Data records: Begin

PR #128, opened 2016-05-05
Add XPilot X-windows game template

sshipway:
This adds a new Community Catalogue item to run the XPilot game, with a server and multiple Clients running exclusively over the Rancher private network.

These applications are X-Windows clients, talking back to a workstation with X for their display.  This demonstrates how it is possible to use Rancher to host instances of an X application instead of having multiple remote hosts and accessing their displays via VNC or similar.

To make it work multiplayer, you just need to Clone the "client" service in the stack, and give it a different DISPLAY and NAME in the environment.


sshipway:
May be a problem, will resubmit

sshipway:
Seems to be a cross-host networking issue if Server is running CoreOS beta.  Compensated by adding soft host affinity for client

sshipway:
Have also added an update for the Registry template.  This updates to using the 2.0.5 container version of Portus (with a bugfix for multihomes containers) and adds some soft affinity rules to avoid some anecdotal networking issues reported under non-recreatable situations

PR #130, opened 2016-05-10
Add a default go server port

aisensiy:


templates/gocd-server/0/docker-compose.yml
```diff
@@ -1,4 +1,6 @@
 gocd-server:
+  ports:
+  - 8153:8153/tcp
```
cloudnautique: Can you make this a question in the rancher-compose.yml. Hard coded ports cause issues.

aisensiy: Ok, I will do that. Thanks for your feedback.

PR #144, opened 2016-05-17
Use question and answer to set public port for gocd server

aisensiy:


aisensiy:
@cloudnautique I opened a new pull request here :-).

PR #152, opened 2016-05-23
Zookeeper v3.4.8 upgradable, configured with confd

LLParse:


ruimarinho:
@LLParse how does zookeeper handle leader election during an upgrade?

cloudnautique:
@LLParse is this still needed?

PR #154, opened 2016-05-24
upgrade janitor to latest image version, docker 1.9+ support

mfournier:


sshipway:
Nice for new support.  Can we make the 'keep containers named' default to known run-once containers in the Rancher catalogue (parts of convoy and so on)?

I think it might be necessary to remove the 'privileged mode' option from this new template version, as it has been shown to be incompatible with a lot of docker/rancher versions.  Default it to 'true' to maximise compatibility.  A separate pull req is in place to remove it from template v1.6

cloudnautique:
@mfournier @sshipway whats the status of this?

sshipway:
If I remember correctly, there was a problem with parameterising PRIVILEGED_MODE as it breaks the syntax check (since the syntax check is done before the templating and '${PRIVILEGED_MODE}' is not 'true' or 'false' until expanded).  So, probably continue to hardcode this to 'true' rather than being parameterised.  Other than that looks OK.

I think the KEEP_CONTAINERS_NAMED parameter is a good idea and the new documentation, as well as the image version update.

cloudnautique:
@mfournier would you mind updating as @sshipway suggests?

mfournier:
@cloudnautique I just updated the patchset as suggested by @sshipway. Thanks for reviewing !

@sshipway, I'm a bit worried about your request for listing all the "known run-once containers". Wouldn't it be better to switch the default to `**All**` if we are to expect such containers by default ?

I also updated the docker-cleanup to the latest released version: https://github.com/meltwater/docker-cleanup/compare/1.7.2...1.8.0

sshipway:
@mfournier -- the current janitor template defaults the KEEPC parameter ("keep containers") to "*:*" which is the same as "**All**" (the '**All**' symbol is a recent addition that was not available at the time the template was first made).   So currently it has the same effect.  Defaulting to keep all containers is a good idea since, as you say, we don't know what run-once containers there might be -- and Rancher takes care of removing expired containers where necessary anyway.

sshipway:
Just a note, as I am now not so involved in Docker work, I'm happy for someone else to take over the lead on the Janitor template if they want.

mcanevet:
@cloudnautique would it be possible to merge this? The `meltwater/docker-cleanup` image before `1.7.2` does really annoying things by removing the folder of the volume without removing the volume from Docker. This prevent Docker from creating the volume again (because it thinks that it already exists), and it fails `no such file or directory` when trying to re-create a container that mounts the same named volume.

guewen:
I confirm the issue @mcanevet explained, it breaks my automated workflow for tests instances on Rancher as I `rm` a container which cannot be re-created due to that bug.

@cloudnautique @sshipway could you consider to merge?
Thanks!

sshipway:
I'm happy for this to go ahead.  As I mentioned before, I'm on other projects now, so cannot test as I no longer have access to the Rancher environment.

Data records: End

__Work to be completed__. Every line above from the line with "Add XPilot X-windows game template" to the line with "To make it work", both included, must be reproduced exactly, and no other line may appear.

__Answer for this exercise__.
Add XPilot X-windows game template

sshipway:
This adds a new Community Catalogue item to run the XPilot game, with a server and multiple Clients running exclusively over the Rancher private network.

These applications are X-Windows clients, talking back to a workstation with X for their display.  This demonstrates how it is possible to use Rancher to host instances of an X application instead of having multiple remote hosts and accessing their displays via VNC or similar.

To make it work multiplayer, you just need to Clone the "client" service in the stack, and give it a different DISPLAY and NAME in the environment.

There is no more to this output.